Any '#' character that comes immediately after blank space denotes a
comment and the rest of the line will be ignored. For example, if
there is a file ``hst.ries'' containing the following:

.fam C
   # hst.ries:  High School Trigonometry settings
   --trig-argument-scale 1.74532925199433e-2    # pi/180
   -NLleEv      # No log, ln, e, e^x or arbitrary roots
   -Ox      # Only allow one 'x' on the left-hand-side
   -x      # Show equation roots as "x = 123.456"
           #            rather than "x = T + 1.23e-4"
.fam T

then giving the option ``\fB-phst\fR'' is equivalent to giving the
options ``\fB--trig-argument-scale 1.74532925199433e-2 -Ox -x\fP'', in
that order.

A parameter file may additionally invoke another parameter file with
the \fB--include\fP option. When it encounters this option, \fBries\fP
will apply the options in the included file, then continue with the
rest of the first file. These may be nested up to 25 levels deep. If a
file includes itself recursively (either directly or indirectly)
\fBries\fP will exit with an error.

It is an error for \fB--include\fP or the end of an included file to
come between an option and its arguments. For example, ``\fBries
1.2345 --eval-expression --include expressions.txt\fP'' will produce
an error regardless of the contents of ``\FCexpressions.txt\FT''.

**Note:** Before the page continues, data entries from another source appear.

PR #4208, opened 2024-06-07
✨ Add basic support for scanning windows disk drives via device conn.

preslavgerchev:
Add support for identifying the drive letter where the windows partition is located by only specifying the LUN (logical unit number) or the serial number of the disk.

```
./cnquery.exe shell device --serial-number 123455
```

```
./cnquery.exe shell device --lun 2
```

There's also support for setting a disk online if it's found to be offline. This only happens if we that this is the target disk that we're searching for. Once scanning is done, the disk is set back to offline.

### DIFF
--- a/providers/os/connection/device/windows/device_manager.go
+++ b/providers/os/connection/device/windows/device_manager.go
@@ -17,10 +17,12 @@ const (
 )
 
 type WindowsDeviceManager struct {
-	cmdRunner       *snapshot.LocalCommandRunner
-	opts            map[string]string
+	cmdRunner *snapshot.LocalCommandRunner
+	opts      map[string]string
+	// indicates if the disk we've targeted has been set to online. we use this to know if we need to put it back offline once we're done
 	diskSetToOnline bool
-	diskIndex       int
+	// if we've set the disk online, we need to know the index to set it back offline
+	diskIndex int
 }
 
 func NewWindowsDeviceManager(shell []string, opts map[string]string) (*WindowsDeviceManager, error) {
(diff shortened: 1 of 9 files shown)


afiune (commented):
About to test this!

providers/os/connection/device/windows/device_manager.go
```diff
@@ -0,0 +1,114 @@
...
+	}
+	partitionInfo := &snapshot.PartitionInfo{
+		Name:   partition.DriveLetter,
+		FsType: "Windows",
+	}
+	return []*snapshot.PartitionInfo{partitionInfo}, nil
+}
+
+// validates the options provided to the device manager
+func validateOpts(opts map[string]string) error {
```
afiune, line 82: can we test this? What if these options doesn't exist inside the `map[]`?

providers/os/connection/device/windows/disk_drive.go
```diff
@@ -0,0 +1,198 @@
...
+		if err != nil {
+			return nil, err
+		}
+		return []*diskPartition{partition}, nil
+	}
+
+	return partitions, nil
+}
+
+func filterDiskDrives(drives []*diskDrive, opts map[string]string) (*diskDrive, error) {
```
afiune, line 156: same here, this can be unit tested.

afiune (approved):

providers/os/connection/device/windows/device_manager.go
preslavgerchev: great point, tests aded

PR #4211, opened 2024-06-10
🧹 add k8s services to discovery

vjeffrey:
Screenshot 2024-06-10 at 16 16 52

### DIFF
--- a/providers/k8s/resources/discovery.go
+++ b/providers/k8s/resources/discovery.go
@@ -40,6 +40,7 @@ const (
 	DiscoveryAdmissionReviews = "admissionreviews"
 	DiscoveryIngresses        = "ingresses"
 	DiscoveryNamespaces       = "namespaces"
+	DiscoveryServices         = "services"
 )
 
 type NamespaceFilterOpts struct {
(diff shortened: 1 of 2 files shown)


providers/k8s/resources/discovery.go
```diff
@@ -933,6 +996,10 @@ func createPlatformData(objectKind, runtime string) (*inventory.Platform, error)
 		platformData.Family = append(platformData.Family, "k8s-workload")
 		platformData.Name = "k8s-cronjob"
 		platformData.Title = "Kubernetes CronJob"
+	case "Service":
+		platformData.Family = append(platformData.Family, "k8s-workload")
```
czunker: A `service` is not really a workload. Perhaps we need a new family for this.

czunker: @imilchev Any ideas? Or should we go with `k8s-service` as its own family, like in `k8s-ingress`.

czunker:
Gave this a try. LGTM:
```
cnquery run k8s --namespaces "mondoo" -c "asset{ name platform }" 
...
asset: {
  platform: "k8s-service"
  name: "mondoo/service1"
}
asset: {
  platform: "k8s-service"
  name: "mondoo/service2"
}
...
```

providers/k8s/resources/discovery.go
imilchev: I think you are right, this should be `k8s-service`

imilchev (approved):

PR #4217, opened 2024-06-10
Fix docs generation for Snowflake

tas50:
Command typo here caused a failure


misterpantz (approved):
In case my approval is enough... thank yoU!

PR #4231, opened 2024-06-13
Update the platform name for Azure SQL Database servers

tas50:
See https://en.wikipedia.org/wiki/Microsoft_Azure_SQL_Database


czunker (approved):
Thanks @tas50

PR #4236, opened 2024-06-14
⭐️ allow finding files by permissions

imilchev:
When we search for riles with `RunCommand` capability, we use `find`. There we can provide permissions filters. In the cases, where we have no `RunCommand` capability we are manually looping over the filesystem files. 

The manual loop we have doesn't check for permissions matching. This is problematic for some queries that we have in our policies. For example:
```
files.find(from: "/", type: "file", xdev: false, permissions: 0002).all(path == "")
files.find(from: "/", type: "directory", xdev: false, permissions: 0002).all(permissions.sticky == true)
```
If we try to execute these queries in a filesystem scan (where no `RunCommand` capability is present), we will be adding all the files on the filesystem as an mql resource. This is very CPU and memory intensive and we have already encountered issues with that. This PR makes sure we match permissions when running a manual find. That significantly improves the performance for the query on my test system.

The easiest way to test this is to run `cnspec shell fs --path /` on a Linux machine. In the shell, try the first line of the query:
```
files.find(from: "/", type: "file", xdev: false, permissions: 0002).all(path == "")
```

### DIFF
--- a/providers/os/fs/find_files.go
+++ b/providers/os/fs/find_files.go
@@ -9,6 +9,8 @@ import (
 	"os"
 	"regexp"
 	"strings"
+
+	"golang.org/x/sys/unix"
 )
 
 func FindFiles(iofs fs.FS, from string, r *regexp.Regexp, typ string, perm *uint32) ([]string, error) {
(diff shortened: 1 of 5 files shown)


providers/os/fs/find_files.go
```diff
@@ -11,17 +11,26 @@ import (
...
-		if err != nil {
-			if errors.Is(err, os.ErrPermission) {
-				return nil
-			}
+		if err := handleFsError(err); err != nil {
 			return err
 		}
 		if matcher.Match(p, d.Type()) {
+			// If we have a permission filter, match on permissions too
+			if perm != nil {
```
czunker: Shouldn't this be part of the matcher?

czunker:
Performance is looking better:
Screenshot from 2024-06-14 11-12-58

But I still get one error:
```
[failed] files.find.all()
  error: readdirent /proc/1506537/net: invalid argument
```

Perhaps we can also skip this? The directory exists, I get the same error when I try to access it without cnquery:
```
sudo ls -l /proc/1506537/net 
ls: reading directory '/proc/1506537/net': Invalid argument
total 0
```

czunker (approved):

PR #4251, opened 2024-06-17
🐛 fix gcp subnetwork navigation from gke resources

### LINKED ISSUE #3871: Type error fetching subnetwork of GKE cluster
**Describe the bug**
cnquery shows a type error instead of the subnetwork value in the GKE resource

```
cnquery shell gcp project 253146780735

cnquery> gcp.project.gke.clusters.first{*}.networkConfig
1 error occurred:
	* [gcp] cannot set 'region' in resource 'gcp.project.computeService.subnetwork', type does not match
gcp.project.gke.clusters.first.networkConfig: {
  dnsConfig: {
    clusterDns: "CLOUD_DNS"
    clusterDnsDomain: "cluster.local"
    clusterDnsScope: "CLUSTER_SCOPE"
  }
  defaultSnatStatus: {
    disabled: false
  }
  serviceExternalIpsConfig: {
    enabled: false
  }
  network: gcp.project.computeService.network name="default"
  networkPath: "projects/1234/global/networks/default"
  privateIpv6GoogleAccess: "PRIVATE_IPV6_GOOGLE_ACCESS_UNSPECIFIED"
  id: "gcp.project.gkeService.cluster/1234/networkConfig"
  enableL4IlbSubsetting: false
  datapathProvider: "ADVANCED_DATAPATH"
  subnetwork: [gcp] cannot set 'region' in resource 'gcp.project.computeService.subnetwork', type does not match
  subnetworkPath: "projects/1234/regions/us-west4/subnetworks/default"
  enableIntraNodeVisibility: true
}
cnquery>
```

imilchev:
Fixes #3871

### DIFF
--- a/providers/gcp/resources/compute.go
+++ b/providers/gcp/resources/compute.go
@@ -42,32 +42,34 @@ func initGcpProjectComputeService(runtime *plugin.Runtime, args map[string]*llx.
 	return args, nil, nil
 }
 
-type mqlGcpProjectComputeServiceInternal struct {
-	serviceEnabled bool
-}
-
 func (g *mqlGcpProject) compute() (*mqlGcpProjectComputeService, error) {
 	if g.Id.Error != nil {
 		return nil, g.Id.Error
 	}
 	projectId := g.Id.Data
 
-	res, err := CreateResource(g.MqlRuntime, "gcp.project.computeService", map[string]*llx.RawData{
+	res, err := NewResource(g.MqlRuntime, "gcp.project.computeService", map[string]*llx.RawData{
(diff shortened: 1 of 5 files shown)


czunker (commented):
The type mismatch is fixed.

But now, I get another error:
```
1 error occurred:
        * subnetwork not found
```

I tried this with our edge cluster, and there definitely is a subnet. I can see it in the Google console.

imilchev:
When running the GCP provider we need to use the project ID, not the project number as that is not working

czunker (approved):
When using the project ID, it works.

.IP \fB--canon-reduction\fP\ \fIsymbols\fR
Apply simple transformations in an effort to make all expression
values fall in the range [1 ... 2). This option improves the
efficiency of the \fBries\fP algorithm (described in the ``ALGORITHM''
section below) by fitting the expressions into a smaller range,
thereby increasing the odds of a close match.

This option should be followed by one or more symbols which represent
the operations \fBries\fP will try to apply to expressions:

.RS 0.7i
.IP n
Negate expressions when possible to make all values positive.
.IP r
Take the reciprocal when possible to make all expressions fall outside
the range (-1 ... 1).
.IP 2
Multiply by 2 when possible to increase the magnitude of
expressions in the range (-1 ... 1).
.IP 5
Divide by 2 (i.e. multiply by 0.5) when possible to decrease the
magnitude of expressions that fall outside the range (-2 ... 2).
.RE
.IP

In these descriptions, the words \fIwhen possible\fR refer to the fact
that \fB--canon-reduction\fP will respect any limits imposed by the
symbolset options \fB-N\fP, \fB-O\fP and \fB-S\fP. So if you use the
option \fB-n\fP together with \fB--canon-reduction n\fP, the negation
operator will still be used only once per expression.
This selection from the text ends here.